__Work order__.
Make a verbatim copy of all the records.

────────────────────────────────────────

PR #730, opened 2022-07-07
Fix engine setup files.

DelinWorks:


halx99:
The template cmake needs modify at the same time:
https://github.com/axis-project/axis/blob/dev/templates/cpp-template-default/CMakeLists.txt#L43

halx99:
> The template cmake needs modify at the same time: https://github.com/axis-project/axis/blob/dev/templates/cpp-template-default/CMakeLists.txt#L43
> 
> and lua template cmake script also needs sync

No matter, I will do the cmake scripts replacement

DelinWorks:
I hate github desktop with passion

DelinWorks:
> > The template cmake needs modify at the same time: https://github.com/axis-project/axis/blob/dev/templates/cpp-template-default/CMakeLists.txt#L43
> > and lua template cmake script also needs sync
> 
> No matter, I will do the cmake scripts replacement

Don't stress it @halx99 I'll do it

halx99:
> > > The template cmake needs modify at the same time: https://github.com/axis-project/axis/blob/dev/templates/cpp-template-default/CMakeLists.txt#L43
> > > and lua template cmake script also needs sync
> > 
> > 
> > No matter, I will do the cmake scripts replacement
> 
> Don't stress it @halx99 I'll do it

ok.

CMakeLists.txt
```diff
@@ -4,7 +4,7 @@
 # Copyright (c) 2015-2017 Chukong Technologies Inc.
 # Copyright (c) 2021-2022 Bytedance Inc.
 #
-# https://adxeproject.github.io/
+# https://axisproject.github.io/
```
halx99: should be: axis-project.githib.io

DelinWorks: I've changed it before I don't know why it still says that:

DelinWorks:
the project creation process now works after these commits.

halx99:
> the project creation process now works after these commits. Also, cmake works just fine! I just tested it 👍

But the ci failed, some base cmake files in `axis/cmake/Modules` not modified

DelinWorks:
> > the project creation process now works after these commits. Also, cmake works just fine! I just tested it 👍
> 
> But the ci failed, some base cmake files in `axis/cmake/Modules` not modified

yeah there are many files that have to be changed and there are a lot of them, could you merge this PR just for a checkpoint or do i have to creat another branch?

halx99:
I can help modify them after lunch

halx99:
Now, I'm working on your branch

halx99:
Next step, could simply replace all `https://adxeproject.github.io` to `https://axis-project.github.io` in all sources

halx99:
If the latest ci check succed, I will merge this PR as a checkpoint

PR #731, opened 2022-07-07
Update setup.py

aismann:
rename ADXE* to AXIS*


aismann:
> @aismann you do same job as @DelinWorks #730, right?

I belive.  ;) Iwill delete it

PR #811, opened 2019-10-18
feat: remove haste

grabbou:
Summary:
---------

Haste has been removed in 0.61 of React Native and we should remove it too. Otherwise, we are setting `hasteImplPath` pointing to a file that has been removed from React Native 0.61 via https://github.com/facebook/react-native/commit/7a2463e1f396ffcfbd86e68170f624d31a1be4e1


grabbou:
Note: I haven't tested this yet, will do later today. For now, I am just sending out a PR for a review.

grabbou:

────────────────────────────────────────

__Task output__.
PR #730, opened 2022-07-07
Fix engine setup files.

DelinWorks:


halx99:
The template cmake needs modify at the same time:
https://github.com/axis-project/axis/blob/dev/templates/cpp-template-default/CMakeLists.txt#L43

halx99:
> The template cmake needs modify at the same time: https://github.com/axis-project/axis/blob/dev/templates/cpp-template-default/CMakeLists.txt#L43
> 
> and lua template cmake script also needs sync

No matter, I will do the cmake scripts replacement

DelinWorks:
I hate github desktop with passion

DelinWorks:
> > The template cmake needs modify at the same time: https://github.com/axis-project/axis/blob/dev/templates/cpp-template-default/CMakeLists.txt#L43
> > and lua template cmake script also needs sync
> 
> No matter, I will do the cmake scripts replacement

Don't stress it @halx99 I'll do it

halx99:
> > > The template cmake needs modify at the same time: https://github.com/axis-project/axis/blob/dev/templates/cpp-template-default/CMakeLists.txt#L43
> > > and lua template cmake script also needs sync
> > 
> > 
> > No matter, I will do the cmake scripts replacement
> 
> Don't stress it @halx99 I'll do it

ok.

CMakeLists.txt
```diff
@@ -4,7 +4,7 @@
 # Copyright (c) 2015-2017 Chukong Technologies Inc.
 # Copyright (c) 2021-2022 Bytedance Inc.
 #
-# https://adxeproject.github.io/
+# https://axisproject.github.io/
```
halx99: should be: axis-project.githib.io

DelinWorks: I've changed it before I don't know why it still says that:

DelinWorks:
the project creation process now works after these commits.

halx99:
> the project creation process now works after these commits. Also, cmake works just fine! I just tested it 👍

But the ci failed, some base cmake files in `axis/cmake/Modules` not modified

DelinWorks:
> > the project creation process now works after these commits. Also, cmake works just fine! I just tested it 👍
> 
> But the ci failed, some base cmake files in `axis/cmake/Modules` not modified

yeah there are many files that have to be changed and there are a lot of them, could you merge this PR just for a checkpoint or do i have to creat another branch?

halx99:
I can help modify them after lunch

halx99:
Now, I'm working on your branch

halx99:
Next step, could simply replace all `https://adxeproject.github.io` to `https://axis-project.github.io` in all sources

halx99:
If the latest ci check succed, I will merge this PR as a checkpoint

PR #731, opened 2022-07-07
Update setup.py

aismann:
rename ADXE* to AXIS*


aismann:
> @aismann you do same job as @DelinWorks #730, right?

I belive.  ;) Iwill delete it

PR #811, opened 2019-10-18
feat: remove haste

grabbou:
Summary:
---------

Haste has been removed in 0.61 of React Native and we should remove it too. Otherwise, we are setting `hasteImplPath` pointing to a file that has been removed from React Native 0.61 via https://github.com/facebook/react-native/commit/7a2463e1f396ffcfbd86e68170f624d31a1be4e1


grabbou:
Note: I haven't tested this yet, will do later today. For now, I am just sending out a PR for a review.

grabbou:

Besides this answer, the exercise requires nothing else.